Les partis politiques tuent la liberté. Regarde-les agir : ils ne recherchent qu'une chose, le pouvoir, afin d'imposer au peuple leurs idées à eux, leur programme à eux. Imposer — n'est-ce pas une méthode d'absolutisme ?
Les partis groupent des politiciens. Ils ne bougent qu'en fonction d'élections. Leur objectif : dominer le peuple, une fois élus. Dominer — n'est-ce pas aussi une forme d'absolutisme ?
Vois les nouveaux partis eux-mêmes, comme la C.C.F. ou le Bloc Populaire. Au point de vue de la recherche du pouvoir, en quoi diffèrent-ils des plus anciens ? Certaines de leurs revendications peuvent être justifiables. Mais leurs méthodes n'en sont pas moins apparentées de très près à l'absolutisme d'État dénoncé par le pape.
Le Nazisme aussi a pu avoir parfois des intentions louables. N'empêche que sa façon de bousculer les personnes humaines, pour arriver à s'imposer, est inacceptable.

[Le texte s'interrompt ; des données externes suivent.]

Issue #833, opened 2016-02-23
Verify emails of users, not enterprises


mkllnk:
Currently, only enterprise emails are validated with a confirmation email. This can lead to enterprise owners with invalid email addresses in the system.

It would be much clearer to verify email addresses on user level as discussed:
- http://community.openfoodnetwork.org/t/confirmation-emails-registration-flow/237
- http://community.openfoodnetwork.org/t/community-forum-for-ofn/450/18

daniellemoorhead:
@lin-d-hop and @stveep maybe this is something worthy of Levent's attention. It's a pretty important thing to have but it's never got to the top of the list of priorities. Designing out how it would work for new users and then for existing unverified users, and then implementing it, shouldn't be too much of a stretch....maybe?

PS. Didn't like Levent to this because not sure of his userID :)

NickWeir63:
Adding Levent https://github.com/lebreeze

NickWeir63:
@levent

myriamboure:
> Currently, only enterprise emails are validated with a confirmation email. This can lead to enterprise owners with invalid email addresses in the system.
@mkllnk I don't think this is true anymore as the owner email can only be chosen among the verified email list. And you cannot add a manager if the email has not been verified. I suggest we close this issue, I'm referencing all the issues in a broader spec document on the user verifications / workflow.

daniellemoorhead:
@sstead are you able to respond to @myriamboure's comment above, is this the case?

sstead:
Yes, I agree with Myriam, enterprise owners must be validated. Shoppers are not validated yet.

mkllnk:
@myriamboure It has been a long time. I can't remember what the loophole was and if that has changed. But we still want to verify the email addresses of customers, right? Maybe we should change the motivation for this change, but we still want to do this.

daniellemoorhead:
Closing this issue as it has been superseded by epic #946 and all accompanying issues within it. Yay!

PR #1495, opened 2017-03-21
Ensure created users are associated with customers

### LINKED ISSUE #1493: Private shop bug 1: if I add a customer before he has an OFN account, he can't access the shop after sign up.
**Case one:**
As a hub manage I add the email myriam[a]ouishare.net in the customer list of the hub named "AMAP Caen 1". Then in the hub menu I check "require customers to login".
In another browser, I login, then clic on the shop, I can access it.

**Case two:**
As a hub manager, I fill in for the same hub the customer list with a new name: olivier_krener[a]hotmail.com, this customer has not yet an account on OFN. So when he clics on the shop link, he sees this message asking him to connect if he has an account, or login.
screenshot from 2017-03-19 22-24-21

He doesn't have an account, so he clicks on "signup" (s'inscrire) and create an account with the same email olivier_krener[a]hotmail.com.
But then it's impossible to access the shop, when I click on the shop page I see that:
screenshot from 2017-03-19 22-24-57

The message saying that the shop is only for members.

I can check in the customer list for the hub, the email is in the list...
screenshot from 2017-03-19 22-23-54

So if I enter an email for someone who has not yet an account in a customer list, there is a bug, he can't access the shop if he creates his account after... 

**You should be able to add a customer to the customer list before they are a user on the OFN, then when they signup, they should get 'customer' privileges.**

Em-AK:
fixes #1493

When a user is created with the same email as existing customers
Then the user is associated with these customers

So that the user can access the private shops where he has been invited
to before signup

### DIFF
--- a/app/models/spree/user_decorator.rb
+++ b/app/models/spree/user_decorator.rb
@@ -19,6 +19,7 @@ Spree.user_class.class_eval do
 
   attr_accessible :enterprise_ids, :enterprise_roles_attributes, :enterprise_limit, :bill_address_attributes, :ship_address_attributes
   after_create :send_signup_confirmation
+  after_create :associate_customers
 
   validate :limit_owned_enterprises
 
@@ -47,6 +48,10 @@ Spree.user_class.class_eval do
 
   def send_signup_confirmation
     Delayed::Job.enqueue ConfirmSignupJob.new(id)
+  end
+
+  def associate_customers
+    self.customers = Customer.where(email: email)
   end
 
   def can_own_more_enterprises?
--- a/spec/models/spree/user_spec.rb
+++ b/spec/models/spree/user_spec.rb
@@ -1,3 +1,5 @@
+require 'spec_helper'
+
 describe Spree.user_class do
   include AuthenticationWorkflow
 
@@ -70,11 +72,22 @@ describe Spree.user_class do
     end
   end
 
-  context "#create" do
+  describe "#create" do
     it "should send a signup email" do
       expect do
         create(:user)
       end.to enqueue_job ConfirmSignupJob
+    end
+
+    context "called with the the same email as existing customers" do
+      let(:email) { Faker::Internet.email }
+      let!(:c1) { create(:customer, user: nil, email: email) }
+      let!(:c2) { create(:customer, user: nil, email: email) }
+      let!(:u) { create(:user, email: email) }
+
+      it "should associate these customers with the created user" do
+        u.customers(:reload).should include c1, c2
+      end
     end
   end
 


myriamboure:
Hum... is there a workaround @mkllnk ? It doesn't seem so easy to fix, no @Em-AK ? So if it's not possible then we should remove from the user guide and features description that we can operate private shops I guess for the moment ;-) For my user in France I will try to see if we have a functional workaround with tags... Thanks

Em-AK:
Thanks @mkllnk to pointing me to these issues. I will look at the details.

mkllnk:
@myriamboure You can have private shops. But if people don't have a user account yet and then sign up for one, they are two separate customers. One is the guest user and the other one is the signed up user. After a user signed up, you have to add that user as a customer. It's just that we can't combine user accounts without verifying the email address.

myriamboure:
@mkllnk this is a real issue, because then there are only two ways for a members only hub to have a private shop:
- either they ask the members to create themselves an account and tell them when it's done, then they need to add them manually in the customer list, and then they can access the shop. it's not at all user friendly, and requires lots of manual work (imagine here, the buying group who wants that has 450 members...)
- or they have to let the shop "public" for the first cycles, check manually that the ones who by are in the members list, tag them, then compare who has not yet bought to manage them one by one so that they create their account...
So I won't say that the private shop feature is operational then ;-)
I guess it's the same with tags... it won't work better if we fill in people before they have created an account, the tag won't apply when they create their account as it will be considered as another one, right @mkllnk ?

The desired behaviour is:
> **As a private hub manager (member only), I want to be able to upload my members list** (ok  if one by one at the begining, as it is now).
> Then **two options**:
- when i save, **if the user is not recognized an email in the name of the hub should be sent to require the user to create an account to access the hubs private shop** (if he has not created it). In the form, the email field is already filled in with the given email. When he has signed-up (or if he has already an account) he receives a message saying he has been added to the hub's private shop buyers list.
- or **the user doesn't receive any message, but when clicking on the shop list the first time, he has the message telling him to log-in or sign-up, and if sign-up, open the form with the email pre-filled and doesn't create a new user** (maybe less user friendly but simpler, very close to what it is today, so I would say let's keep that as a level one target...)

I understand the issue is linked to user verification, it doesn't seem trivial, I'll start to get my head on it too to understand the functional need. Is this improved in the spree upgrade @mkllnk ?

mkllnk:
Hi @myriamboure, sorry for taking so much time to reply. You are right, the current work-flow is not very practical. But I think that the easiest solution is actually verifying users' email addresses (#833). Everything becomes much easier then.

daniellemoorhead:
Hi @Em-AK @myriamboure @mkllnk, this issue has just increased in importance as you can see in @sstead's comment on the parent issue (#1493). We'll need to implement a fix for this bug so that it doesn't impact/delay the standing orders release and we need to have it done in the next 1-2 weeks. 

So, we have a dilemma. We either go with this solution which is not ideal (as you've outlined above @myriamboure). Or we find some money to pay for the work to add an email verification step into the sign up process and get that work happening ASAP. 

Thoughts?

myriamboure:
@daniellemoorhead we have an OFFrance hangout next week to see how to allocate the small money that starts to come in through donation. We might be able to put a few hundreds euros to contribute to it, do you have an idea of the cost ? We do have another priority though in our pipeline which is to solve the separator issue (which is really annoying!) but I'm happy to review the priority if there is a general need for this one... I think we could probably put 500€ on it (we only received 800 for now and need to pay some server cost locally)...this is not a lot I guess... I wanted to propose to allocate for the next three months 800€ to the code review and merge task, but we can switch for that one or we can use the core budget to finance it ! If we get the grants we applied for we'll be able to contribute MUCH more, but we won't know before June.

sineadfenton:
[customer unable to access shop](https://trello.com/c/qC6PXLgB/87-customer-unable-to-access-shop)

sauloperez:
Can we give this a bit more priority? it just happened me again for a new member of the buying group. In this case, it's easy because I can log into production and quickly fix the issue with the following query:

```
UPDATE customers SET user_id = (SELECT id FROM spree_users where email = 'spree@example.com') where email = 'spree@example.com';
```

But for other buying groups this critical use case may cause them to abandon the platform. Without mentioning it's greatly affecting may free time :trollface:

myriamboure:
@Matt-Yorkley can you start with that in the next things to do connected to the email confirmation project? We needed to have email confirmation in place to be able to fix that bug (private shop bug 1)... Personnaly I also need that in priority, as that's because of it that we launched the email confirmation project :-)

Matt-Yorkley:
Is this PR ready now that email confirmation is in place? Maybe it just needs a quick rebase and conflict fix. Should I take it on, or is @Em-AK available?

myriamboure:
Please take it on @Matt-Yorkley !!! @Em-AK is not active anymore on the project. Thanks a LOT !

Matt-Yorkley:
See #2084.

sauloperez:
:heart: @Matt-Yorkley thank so much. I'll spend less time issuing `UPDATE`s in the production's DB during the weekends :trollface:

daniellemoorhead:
Closing this as replaced by #2084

C'est la même chose pour les partis nouveaux. Qu'ont fait, par exemple, les partisans du Bloc Populaire contre la conscription, pendant que la question se débattait à Ottawa ? Ils ont convoqué quelques grandes assemblées et dit aux foules : "Nous vous l'avions bien dit ! M. King est un traître ! Seul le Bloc est contre la conscription. Joignez le Bloc Populaire. Souscrivez pour les prochaines élections du Bloc. Et vive l'indépendance du Canada !" Des applaudissements... Et ce fut tout.
Dans tout cela, les bloquistes n'ont pas caché leur préoccupation électorale. Mais le fait de s'être proclamés les seuls contre la conscription, alors que notre province entière s'était manifestement opposée à la conscription dès le plébiscite, avant la naissance du Bloc, montre clairement à quels égarements et à quels mensonges publics cette suprême préoccupation électorale peut conduire.
Jamais le peuple ne sera sauvé en se contentant d'applaudir ceux qui lui disent : "Votez pour nous et nous allons vous sauver". Jamais les partis politiques n'apporteront au peuple la libération. Leur soif de domination les place justement aux antipodes de la liberté humaine.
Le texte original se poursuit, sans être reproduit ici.